▶ The data
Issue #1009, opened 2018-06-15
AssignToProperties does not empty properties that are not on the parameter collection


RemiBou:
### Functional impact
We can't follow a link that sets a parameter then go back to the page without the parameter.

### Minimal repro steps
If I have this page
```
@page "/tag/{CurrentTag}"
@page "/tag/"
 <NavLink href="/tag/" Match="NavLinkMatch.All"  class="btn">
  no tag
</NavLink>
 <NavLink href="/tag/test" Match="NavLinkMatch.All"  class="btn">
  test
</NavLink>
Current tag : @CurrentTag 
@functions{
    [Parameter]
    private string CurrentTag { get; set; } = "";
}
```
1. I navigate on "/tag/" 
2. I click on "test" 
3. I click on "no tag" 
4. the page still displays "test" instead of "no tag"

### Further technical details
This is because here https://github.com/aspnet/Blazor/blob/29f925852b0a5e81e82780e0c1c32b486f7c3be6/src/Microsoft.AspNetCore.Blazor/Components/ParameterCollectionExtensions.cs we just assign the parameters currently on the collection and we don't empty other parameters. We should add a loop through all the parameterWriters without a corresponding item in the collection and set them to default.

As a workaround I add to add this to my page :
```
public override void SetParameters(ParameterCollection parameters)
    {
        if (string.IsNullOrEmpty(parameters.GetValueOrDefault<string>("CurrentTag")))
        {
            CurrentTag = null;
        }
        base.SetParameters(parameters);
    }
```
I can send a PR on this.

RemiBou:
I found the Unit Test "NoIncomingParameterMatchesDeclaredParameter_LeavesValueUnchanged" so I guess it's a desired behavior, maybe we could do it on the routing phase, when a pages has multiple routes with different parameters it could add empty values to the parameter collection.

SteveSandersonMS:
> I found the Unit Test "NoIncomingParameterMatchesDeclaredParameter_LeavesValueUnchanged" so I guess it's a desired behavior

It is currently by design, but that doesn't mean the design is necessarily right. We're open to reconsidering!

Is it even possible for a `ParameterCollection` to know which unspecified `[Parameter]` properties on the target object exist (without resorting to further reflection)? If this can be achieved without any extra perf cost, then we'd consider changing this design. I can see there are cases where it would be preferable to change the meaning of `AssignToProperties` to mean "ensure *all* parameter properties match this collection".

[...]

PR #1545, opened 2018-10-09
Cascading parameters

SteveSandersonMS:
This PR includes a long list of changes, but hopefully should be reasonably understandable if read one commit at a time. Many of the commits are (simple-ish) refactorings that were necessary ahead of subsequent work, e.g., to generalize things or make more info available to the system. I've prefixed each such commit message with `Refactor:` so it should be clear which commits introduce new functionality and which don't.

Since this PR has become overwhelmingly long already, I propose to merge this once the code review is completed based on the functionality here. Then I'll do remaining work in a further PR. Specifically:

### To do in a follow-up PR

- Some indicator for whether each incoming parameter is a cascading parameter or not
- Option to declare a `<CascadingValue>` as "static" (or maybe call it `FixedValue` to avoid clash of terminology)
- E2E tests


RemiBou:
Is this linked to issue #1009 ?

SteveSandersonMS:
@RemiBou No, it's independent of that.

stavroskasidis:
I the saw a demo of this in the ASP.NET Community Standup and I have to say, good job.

▶ Task goal
In full and without any edits, output the material above.

▶ Answer area
Issue #1009, opened 2018-06-15
AssignToProperties does not empty properties that are not on the parameter collection


RemiBou:
### Functional impact
We can't follow a link that sets a parameter then go back to the page without the parameter.

### Minimal repro steps
If I have this page
```
@page "/tag/{CurrentTag}"
@page "/tag/"
 <NavLink href="/tag/" Match="NavLinkMatch.All"  class="btn">
  no tag
</NavLink>
 <NavLink href="/tag/test" Match="NavLinkMatch.All"  class="btn">
  test
</NavLink>
Current tag : @CurrentTag 
@functions{
    [Parameter]
    private string CurrentTag { get; set; } = "";
}
```
1. I navigate on "/tag/" 
2. I click on "test" 
3. I click on "no tag" 
4. the page still displays "test" instead of "no tag"

### Further technical details
This is because here https://github.com/aspnet/Blazor/blob/29f925852b0a5e81e82780e0c1c32b486f7c3be6/src/Microsoft.AspNetCore.Blazor/Components/ParameterCollectionExtensions.cs we just assign the parameters currently on the collection and we don't empty other parameters. We should add a loop through all the parameterWriters without a corresponding item in the collection and set them to default.

As a workaround I add to add this to my page :
```
public override void SetParameters(ParameterCollection parameters)
    {
        if (string.IsNullOrEmpty(parameters.GetValueOrDefault<string>("CurrentTag")))
        {
            CurrentTag = null;
        }
        base.SetParameters(parameters);
    }
```
I can send a PR on this.

RemiBou:
I found the Unit Test "NoIncomingParameterMatchesDeclaredParameter_LeavesValueUnchanged" so I guess it's a desired behavior, maybe we could do it on the routing phase, when a pages has multiple routes with different parameters it could add empty values to the parameter collection.

SteveSandersonMS:
> I found the Unit Test "NoIncomingParameterMatchesDeclaredParameter_LeavesValueUnchanged" so I guess it's a desired behavior

It is currently by design, but that doesn't mean the design is necessarily right. We're open to reconsidering!

Is it even possible for a `ParameterCollection` to know which unspecified `[Parameter]` properties on the target object exist (without resorting to further reflection)? If this can be achieved without any extra perf cost, then we'd consider changing this design. I can see there are cases where it would be preferable to change the meaning of `AssignToProperties` to mean "ensure *all* parameter properties match this collection".

[...]

PR #1545, opened 2018-10-09
Cascading parameters

SteveSandersonMS:
This PR includes a long list of changes, but hopefully should be reasonably understandable if read one commit at a time. Many of the commits are (simple-ish) refactorings that were necessary ahead of subsequent work, e.g., to generalize things or make more info available to the system. I've prefixed each such commit message with `Refactor:` so it should be clear which commits introduce new functionality and which don't.

Since this PR has become overwhelmingly long already, I propose to merge this once the code review is completed based on the functionality here. Then I'll do remaining work in a further PR. Specifically:

### To do in a follow-up PR

- Some indicator for whether each incoming parameter is a cascading parameter or not
- Option to declare a `<CascadingValue>` as "static" (or maybe call it `FixedValue` to avoid clash of terminology)
- E2E tests


RemiBou:
Is this linked to issue #1009 ?

SteveSandersonMS:
@RemiBou No, it's independent of that.

stavroskasidis:
I the saw a demo of this in the ASP.NET Community Standup and I have to say, good job.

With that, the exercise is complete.